After successfully submitting the task, you can view the training progress of the task in real-time in the task list. You can see the task status, resource usage, logs, and other information.

View task logs

After the task is completed, you can view the fine-tuned model files in the data output dataset for subsequent inference tasks.

Submit Tasks via `baizectl`¶

DCE 5.0 AI Lab's Notebook supports using the baizectl command-line tool without authentication. If you prefer using CLI, you can directly use the baizectl command-line tool to submit tasks.

baizectl job submit --name finetunel-chatglm3 -t PYTORCH \
    --image release.daocloud.io/baize/baize-notebook:v0.5.0 \
    --priority baize-high-priority \
    --resources cpu=8,memory=16Gi,nvidia.com/gpu=1 \
    --workers 1 \
    --queue default \
    --working-dir /home/jovyan/ChatGLM3 \
    --datasets AdvertiseGen:/home/jovyan/ChatGLM3/finetune_demo/data/AdvertiseGen  \
    --datasets output:/home/jovyan/ChatGLM3/finetune_demo/output  \
    --labels job_type=pytorch \
    --restart-policy on-failure \
    -- bash -c "cd /home/jovyan/ChatGLM3/finetune_demo && CUDA_VISIBLE_DEVICES=0 NCCL_P2P_DISABLE="1" NCCL_IB_DISABLE="1" python finetune_hf.py data/AdvertiseGen_fix ./chatglm3-6b configs/lora.yaml"

For more information on using baizectl, refer to the baizectl Usage Documentation.

Model Inference¶

After completing the fine-tuning task, you can use the fine-tuned model for inference tasks. Here, you can use the inference service provided by AI Lab to create an inference service with the output model.

In the inference service list, you can create a new inference service. When selecting the model, choose the previously output dataset and configure the model path.

Regarding model resource requirements and GPU resource requirements for inference services, configure them based on the model size and inference concurrency. Refer to the resource configuration of the previous fine-tuning tasks.

Configure Model Runtime¶

Configuring the model runtime is crucial. Currently, DCE 5.0 AI Lab supports vLLM as the model inference service runtime, which can be directly selected.

Tip

vLLM supports a wide range of large language models. Visit vLLM for more information. These models can be easily used within AI Lab.

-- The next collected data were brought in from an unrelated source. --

PR #2278, opened 2018-01-26
InfoRepositoryWrapper: Ensure we always return (at least) an empty list

seanbright:

### DIFF
--- a/biz.aQute.repository/src/aQute/bnd/deployer/repository/wrapper/InfoRepositoryWrapper.java
+++ b/biz.aQute.repository/src/aQute/bnd/deployer/repository/wrapper/InfoRepositoryWrapper.java
@@ -168,10 +168,12 @@ public class InfoRepositoryWrapper extends BaseRepository {
 			throws Exception {
 		init();
 
-		nextReq: for (Requirement req : requirements) {
+		for (Requirement req : requirements) {
+			result.putIfAbsent(req, new ArrayList<Capability>(1));
+
 			String f = req.getDirectives().get("filter");
 			if (f == null)
-				continue nextReq;
+				continue;
 
 			Filter filter = new Filter(f);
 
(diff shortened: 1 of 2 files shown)


biz.aQute.repository/src/aQute/bnd/deployer/repository/wrapper/InfoRepositoryWrapper.java
```diff
@@ -168,21 +168,21 @@ public void findProviders(Map<Requirement,List<Capability>> result, Collection<
 			throws Exception {
 		init();
 
-		nextReq: for (Requirement req : requirements) {
+		for (Requirement req : requirements) {
+			result.putIfAbsent(req, new ArrayList<Capability>(1));
```
seanbright: FYI - This is `putIfAbsent()` instead of `put()` because I don't know that we are guaranteed to have unique `Requirement`s being passed in.

seanbright:
Looks like the test is wrong. I am addressing.

seanbright:
@bjhargrave changes to the test look correct?

seanbright:
This is not specific to InfoRepositoryWrapper

bjhargrave:
> This is not specific to InfoRepositoryWrapper

Well, I think the error is here. It may exists in other Repository implementations too.

seanbright:
@bjhargrave How would you deal with aQute.bnd.repository.maven.provider.IndexFile.findProviders? My stream-fu is lacking.

bjhargrave:
You need to post-process the map to add missing requirements:

```java
	public Map<Requirement,Collection<Capability>> findProviders(Collection< ? extends Requirement> requirements) {
		Map<Requirement, Collection<Capability>> result = descriptors.values()
				.stream()
				.map(BundleDescriptor::getResource)
				.filter(Objects::nonNull)
				.flatMap(res -> requirements.stream()
						.flatMap(req -> res.getCapabilities(req.getNamespace())
								.stream()
								.filter(cap -> ResourceUtils.matches(req, cap))
								.map(cap -> new ReqCap(req, cap))))
				.collect(groupingBy(ReqCap::req, mapping(ReqCap::cap, toCollection(ArrayList::new))));
		requirements.forEach(req -> result.computeIfAbsent(req, r -> new ArrayList<>()));
		return result;
	}
```

I'll make another PR for this. You can merge this PR.

seanbright:
I wonder if it would be beneficial to create a `RepositoryUtil.ensureValidity(Map<Req,Collection<Cap>> meh)` that can be leveraged by the various `Repository` implementations.

bjhargrave:
I looked at all the others and they all use ResourceRepository which does not suffer from this.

After creation, you can see the created inference service in the inference service list. The model service list allows you to get the model's access address directly.

Test the Model Service¶

Try using the curl command in the terminal to test the model service. Here, you can see the returned results, enabling you to use the model service for inference tasks.

curl -X POST http://10.20.100.210:31118/v2/models/chatglm3-6b/generate \
  -d '{"text_input": "hello", "stream": false, "sampling_parameters": "{\"temperature\": 0.7, \"top_p\": 0.95, \'max_tokens\": 1024｝"｝'

Wrap up¶

This page used ChatGLM3 as an example to quickly introduce and get you started with the AI Lab for model fine-tuning, using LoRA to fine-tune the ChatGLM3 model.

DCE 5.0 AI Lab provides a wealth of features to help model developers quickly conduct model development, fine-tuning, and inference tasks. It also offers rich OpenAPI interfaces, facilitating integration with third-party application ecosystems.